Daisy - innocence; childhood; purity
Stiles was 5 when the meetings started. Almost weekly we heard that he was disturbing the class and that they had to get him under control. Or get him tested. So we did. ADHD is what the doctors told us. He would have to take pills so he would shut up. Imagine that, forcing a pill down your child’s throat every morning so teachers don’t get annoyed.
The best part of it was, the first few pills didn’t even work. By the time Stiles was 8, we had tried several already. Our little boy had been called a freak by teachers and students. Annoying. Frustrating. An idiot. All because he had some focusing issues. The spark in his eye had dimmed a bit, but it was still there. And still powerful.
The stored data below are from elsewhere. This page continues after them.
Issue #202, opened 2024-02-29
`ray submit` on a different cluster yaml fails


shadeofblue:
Actual result:
When you try `ray submit` using a different cluster yaml file than what the cluster was spawned with, it results in an SSH password prompt

Expected result:
I'd expect the command to be somehow aware that the cluster had not been created for this particular yaml and to throw a more appropriate error to communicate the need to start this cluster first

PR #210, opened 2024-03-12
Minor fixes

### LINKED ISSUE #209: yagna payment status never ends
This issue seems to be more damaging as it is causing deadlock for long running clusters. Unfortunately, direct cause of the deadlock is unknown. 

Related subporcess:
```python
                output = json.loads(
                    await run_subprocess_output(
                        self._yagna_path,
                        "payment",
                        "status",
                        "--network",
                        network,
                        "--driver",
                        driver,
                        "--json",
                    )
                )
```
https://github.com/golemfactory/ray-on-golem/blob/main/ray_on_golem/server/services/yagna.py#L180-L192

approxit:
What I've done:
- Renamed CreateCluster to BootstrapCluster to better reflect its effect (it's not needed in the long run anyway)
- Made significantly shorter amount of time that aiohttp waits for pending connections to close while shutting down, from 1 minute to 5 seconds
- Fixed web exceptions reasons in the webserver
- Created a guard that would explicitly refuse to work if the ray is called with a different cluster name that is running on the webserver (#202)
- Added timeout for yagna status (#209)

Closes #209, #202


shadeofblue (approved):
lgtm

ray_on_golem/utils.py
```diff
@@ -27,14 +28,17 @@ async def run_subprocess(
...
         *args,
         stdout=asyncio.subprocess.PIPE,
         stderr=asyncio.subprocess.PIPE,
     )
 
-    stdout, stderr = await process.communicate()
+    stdout, stderr = await asyncio.wait_for(
+        process.communicate(),
+        timeout.total_seconds() if timeout else None,
+    )
```
lucekdudek, line 41: Shouldn't we stop the process or something like that?

lucekdudek (approved):

PR #214, opened 2024-03-14
Implement persistent, local reputation + integration with the external Reputation System

shadeofblue:
* Add Tortoise ORM + Aerich migration system
* Add FactoryBoy to facilitate easy creation of complex mock data structures
* Reputation schema, models + seed data, based on the previously-hardcoded values
* Add an adminstrative CLI tool to manage aerich migrations for the reputation db
* Add CLI to the new reputation module to manage and display the reputation data
    * add ability to update the local reputation from the remote Reputation System
* Port provider blacklist plugin to the new reputation
* Port provider scorer plugin to the new, reputation-system-based reputation
* Automatically update the reputation from the external source on webserver start
* Add factories for Demand and Proposal resources
* Add a unit tests to the provider blacklist
* Add a unit test to the reputation scorer


ray_on_golem/cli.py
```diff
@@ -0,0 +1,13 @@
...
+
+
+def with_datadir(cli_func):
+    from ray_on_golem.server.settings import DEFAULT_DATADIR
+
+    return click.option(
+        "--datadir",
+        type=Path,
+        help=f"Ray on Golem's data directory. By default, uses a system data directory: {DEFAULT_DATADIR}",
+    )(cli_func)
```
lucekdudek, line 13: I am not convinced `with_datadir` is a good name for this function.

ray_on_golem/reputation/plugins/score.py
```diff
@@ -0,0 +1,88 @@
...
+PARAM_SUCCESS_RATE = "success_rate"
+DEFAULT_UPTIME_WEIGHT: Final[float] = 1.0
+DEFAULT_SUCCESS_RATE_WEIGHT: Final[float] = 0.5
+
+
+class ReputationScorer(ProposalScorer):
+    def __init__(
+        self,
+        payment_network: str,
+        weights: Optional[Dict[str, float]] = None,
```
lucekdudek, line 25: Can you change this argument name to be more verbose. e.g. `param_weights`

ray_on_golem/reputation/plugins/score.py
```diff
@@ -0,0 +1,88 @@
...
+    ) -> float:
+        provider_id = proposal_data.issuer_id
+
+        try:
+            node_reputation = await m.NodeReputation.get_blacklisted(False).get(
+                network__network_name=self.payment_network, node__node_id=provider_id
+            )
+        except DoesNotExist:
+            node_reputation = m.NodeReputation()
+            logger.debug("Provider `%s` not found. Assuming zero scores.", provider_id)
```
lucekdudek, line 59: If scorers support `None` why not to use `None` instead of `0`?

ray_on_golem/reputation/updater.py
```diff
@@ -0,0 +1,77 @@
...
+    def __init__(self, network: str = "polygon"):
+        self._network = network
+
+    @property
+    def reputation_uri(self):
+        return f"{REPUTATION_SYSTEM_URI}{REPUTATION_SYSTEM_PROVIDER_SCORES}?network={self._network}"
+
+    @contextmanager
+    def _no_progress_bar(self, iterable: Iterable):
+        yield iterable
```
lucekdudek, line 26: Can you add PyDoc to this method?

ray_on_golem/reputation/updater.py
```diff
@@ -0,0 +1,77 @@
...
+
+    async def update(self, progress_bar=None) -> Tuple[int, int, int, int]:
+        if not progress_bar:
+            progress_bar = self._no_progress_bar
+        cnt_added = 0
+        cnt_updated = 0
+        cnt_ignored = 0
+        cnt_total = 0
+        async with aiohttp.request("get", self.reputation_uri) as response:
```
lucekdudek, line 35: Why do we want to be in this `with` in this entire block of code? You can also create a separated method that will return `response.json()`

```python
        if not progress_bar:
            progress_bar = self._no_progress_bar
        
        data = self._get_data_from_api() # ToDo rename
        
        cnt_added = cnt_updated =  cnt_ignored = cnt_total = 0
        with progress_bar(data.get("providers")) as providers:
                        ...
```

ray_on_golem/reputation/updater.py
```diff
@@ -0,0 +1,77 @@
...
+    def _no_progress_bar(self, iterable: Iterable):
+        yield iterable
+
+    async def update(self, progress_bar=None) -> Tuple[int, int, int, int]:
+        if not progress_bar:
+            progress_bar = self._no_progress_bar
+        cnt_added = 0
+        cnt_updated = 0
+        cnt_ignored = 0
+        cnt_total = 0
```
lucekdudek, line 34: You don't need those until after you retrieve data from the API. Can you move this closer to where it is used?

Also
```python
cnt_added = cnt_updated =  cnt_ignored = cnt_total = 0
```

ray_on_golem/reputation/updater.py
```diff
@@ -0,0 +1,77 @@
...
+
+            data = await response.json()
+            with progress_bar(data.get("providers")) as providers:
+                for pdata in providers:
+                    cnt_total += 1
+                    provider_id = pdata.get("providerId")
+                    scores = pdata.get("scores")
+                    if not (provider_id and scores):
+                        cnt_ignored += 1
+                    else:
```
lucekdudek, line 49:
```suggestion
                    if not (provider_id and scores):
                        cnt_ignored += 1
                        continue
                    
                    # no else
```

lucekdudek (commented):
Most of it looks vary good, I added few comments and I am curious what you think about them.

ray_on_golem/cli.py
shadeofblue: well, that's hardly an applicable comment ;) ... and I believe the original is not bad -> it's a decorator which tells the command that it accepts the datadir option... if you don't think this is a good name, please suggest a better one, thanks :)

ray_on_golem/reputation/plugins/score.py
shadeofblue: hmm:
1. what does a score of `None` mean?
2. I believe that having no reputation _should_ be prejudiced against, as providers _should_ be interested in having the best opinion and it doesn't sound fair to promote starting from scratch e.g. to fix your reputation score...

ray_on_golem/reputation/plugins/score.py
shadeofblue: iow, to me it seems it's perfectly obvious what the weights are in the context of the reputation-based scorer...

ray_on_golem/reputation/updater.py
shadeofblue: right 😅

ray_on_golem/reputation/updater.py
shadeofblue: well, after your other suggested change, it's a one-line difference but sure ;)

shadeofblue:
@lucekdudek updated the code with the suggestions that I could :)

ray_on_golem/reputation/plugins/score.py
lucekdudek: It is not obvious that this class is based on some parameters from external system. It was not clear at all what are the keys in this dictionary. `param_weights` correspond to `key: value` of this argument while `weights` only to `values`.

ray_on_golem/reputation/plugins/score.py
lucekdudek: 1. By looking at the `ProposalScoringMixin` it looks like it is not supported anymore. @approxit do you recall what was meant to happen in that scenario?
2. Fair point

lucekdudek (approved):
Approved, please consider changing that argument name.

ray_on_golem/reputation/plugins/score.py
shadeofblue: gotcha, will update

ray_on_golem/reputation/service.py
approxit, line 1: More typing on methods would be useful.

ray_on_golem/reputation/updater.py
```diff
@@ -0,0 +1,84 @@
...
+
+import aiohttp
+
+from ray_on_golem.reputation import models as m
+
+REPUTATION_SYSTEM_URI = "https://reputation.dev-test.golem.network/v1/"
+REPUTATION_SYSTEM_PROVIDER_SCORES = "providers/scores"
+
+
+class ReputationUpdaterException(Exception):
```
approxit, line 12:
```suggestion
class ReputationUpdaterException(RayOnGolemError):
```
We are keeping all app-related exceptions on top of `RayOnGolemError`.

ray_on_golem/reputation/updater.py
```diff
@@ -0,0 +1,84 @@
...
+
+class ReputationUpdater:
+    """Simple service updating the reputation data from the remote Reputation System."""
+
+    def __init__(self, network: str = "polygon"):
+        self._network = network
+
+    @property
+    def reputation_uri(self):
+        return f"{REPUTATION_SYSTEM_URI}{REPUTATION_SYSTEM_PROVIDER_SCORES}?network={self._network}"
```
approxit, line 24: Use `yarl.URL` here instead of the raw string also, this looks like more of a static value that could be calculated once on init.

ray_on_golem/reputation/updater.py
```diff
@@ -0,0 +1,84 @@
...
+
+    @contextmanager
+    def _no_progress_bar(self, iterable: Iterable):
+        """emulate click's progress bar interface without an actual progress bar."""
+        yield iterable
+
+    async def get_reputation_data(self):
+        """Download the reputation data from the Reputation System endpoint."""
+        async with aiohttp.request("get", self.reputation_uri) as response:
+            if not response.status == 200:
```
approxit, line 34:
```suggestion
            if response.status != 200:
```

ray_on_golem/server/main.py
```diff
@@ -158,6 +164,24 @@ async def ray_service_ctx(app: web.Application) -> None:
...
+        ReputationUpdater(network) for network in ["polygon", "mumbai", "goerli", "holesky"]
+    ]
+    update_tasks = [asyncio.create_task(updater.update()) for updater in updaters]
+
+    yield
+
+    for t in update_tasks:
+        t.cancel()
+
+    await asyncio.gather(*update_tasks)
```
approxit, line 181:
```suggestion
    await ensure_cancelled_many(update_tasks)
```
Use graceful cancel from golem-core.

ray_on_golem/server/main.py
```diff
@@ -158,6 +164,24 @@ async def ray_service_ctx(app: web.Application) -> None:
...
 
 
+async def reputation_service_ctx(app: web.Application) -> None:
+    reputation_service: ReputationService = app["reputation_service"]
+
+    await reputation_service.start()
+    updaters = [
+        ReputationUpdater(network) for network in ["polygon", "mumbai", "goerli", "holesky"]
+    ]
+    update_tasks = [asyncio.create_task(updater.update()) for updater in updaters]
```
approxit, line 174: Use `create_task_with_logging` from golem-core and also give it a proper `trace_id`.

ray_on_golem/server/services/golem/golem.py
```diff
@@ -219,19 +216,15 @@ async def _create_stack(
...
                         max_size=1000,
                         fill_at_start=True,
                         proposal_scorers=(
                             *extra_proposal_scorers.values(),
-                            MapScore(
-                                partial(
-                                    self._score_with_provider_data, payment_network=payment_network
-                                )
-                            ),
+                            ReputationScorer(payment_network=payment_network),
```
approxit, line 227:
```suggestion
                            ReputationScorer(payment_network),
```
Let's keep a consistent argument providing across plugins.

tests/unit/reputation/test_plugins_score.py
```diff
@@ -0,0 +1,67 @@
...
+            },
+            (0.0, 1.0),
+            None,
+            0.0,
+        ),
+        # zero score when not found
+        (None, None, (0.0, 1.0), DoesNotExist(), 0.0),
+    ),
+)
+@pytest.mark.asyncio
```
approxit, line 57: Its better to have
```
[tool.pytest.ini_options]
asyncio_mode = "auto"
```
in `pyproject.toml` and just use `async def` instead of explicit decorator.

approxit (commented):
I'm a fan of weights on stuff that comes from external reputation, neat!

Also, a handful of code-style and asyncio-related stuff.

ray_on_golem/reputation/plugins/score.py
```diff
@@ -0,0 +1,88 @@
...
+
+        score = (
+            sum(
+                [
+                    (getattr(node_reputation, attr) or 0.0) * weight
+                    for attr, weight in self.param_weights.items()
+                ]
```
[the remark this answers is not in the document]
shadeofblue: ah, right, that was a oversight on my part, good catch! :)

ray_on_golem/reputation/plugins/score.py
```diff
@@ -0,0 +1,88 @@
...
+            )
+            / self.total_weight
+        )
+        score_clamped = max(self.score_range[0], min(self.score_range[1], score))
```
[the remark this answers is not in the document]
shadeofblue: :woman_shrugging: it's the same for me, so why not :D

ray_on_golem/reputation/service.py
shadeofblue: I honestly think it wouldn't make much difference in case of this particular class... especially that the original methods it uses are not typed either...

ray_on_golem/reputation/updater.py
shadeofblue: I somehow don't feel that's much more readable but okay :)

ray_on_golem/server/services/golem/golem.py
shadeofblue: :woman_shrugging:

tests/unit/reputation/test_plugins_score.py
shadeofblue: I'm unsure why it's better but okay :)

shadeofblue:
@approxit updated the pull request with your suggestions

ray_on_golem/server/main.py
```diff
@@ -171,14 +171,14 @@ async def reputation_service_ctx(app: web.Application) -> None:
     updaters = [
         ReputationUpdater(network) for network in ["polygon", "mumbai", "goerli", "holesky"]
     ]
-    update_tasks = [asyncio.create_task(updater.update()) for updater in updaters]
+    update_tasks = [
+        create_task_with_logging(updater.update(), trace_id="reputation_service_ctx")
```
approxit, line 175: The trick with `trace_id` works when its values are unique. In that way, logs can differentiate task instances from each other. Refer to its usecases with `get_trace_id_name`.

ray_on_golem/reputation/updater.py
```diff
@@ -18,10 +20,11 @@ class ReputationUpdater:
 
     def __init__(self, network: str = "polygon"):
         self._network = network
-
-    @property
-    def reputation_uri(self):
-        return f"{REPUTATION_SYSTEM_URI}{REPUTATION_SYSTEM_PROVIDER_SCORES}?network={self._network}"
+        self.reputation_uri = (
+            URL(REPUTATION_SYSTEM_URI)
```
approxit, line 24: Instead of parsing `yarl.URL` here, let's just keep it as a value of constant instead - as we do for many other constants - rich object instead of raw naive value.

approxit (approved):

But then Claudia got sick. It started small. She would forget where she put the silverware, despite having set the table moments before. She’d forget if she dropped Stiles off at school, despite the fact that she was about to leave to pick him up.
But as it started small, it would slowly grow. I once came home to Claudia on the couch, and Stiles was nowhere to be seen. She had taken him to the park, but had forgotten to take him back home when she left. Luckily he had remembered to stay where he was until I came to pick him up, and he was safe. But as we drove home, I could tell he was worried. My little boy asked me if mom was okay, if she had left him on purpose and if he had done something wrong. That’s a part of him, he’ll never get back. I reassured him, and he showed me the daisies he picked while he waited. Funny how you can never see those innuendos until it’s too late.
It got even worse after that. The worse Claudia got, the less Stiles was himself. He contained himself. He behaved at school, only letting his energy out when he really couldn’t hold it anymore. He had his friend Scott, who helped him regain some part that was truly my boy. But as soon as he saw me, or his mom, he was quiet. Unmoving. Odd.
Especially after the first time she had attacked him. She cut him, and herself. I don’t remember if I even took care of him after that incident. I was focused on calming Claudia down, taking the knife from her, and making sure she knew she was safe. Did I even take care of him? How can I not remember if I did?
It wasn’t the last time she attacked him. Once she had to stay in the hospital, Stiles once said he had two mothers. He had his real mom, who would listen to his stories, and smile and hold him if he fell asleep. And there was the other one. The mean one, who would yell and scream and throw things at him. The one that called him a monster, and claimed Stiles was trying to kill her. That day I remember very well.
I had joined them both in Claudia’s room after my shift. She was asleep, and Stiles was in a chair across the room. His little eyes were glazed over, and he looked sad. He told me he never tried to hurt her, that he would never, that he didn’t try to kill her. All while he begged me to believe him. His little eyes looked haunted, far too haunted for a boy his age. I didn’t understand, nor like what he was talking about. All I could focus on, was comforting my son and praying he would forget the words his mother had apparently screamed at him. He didn’t.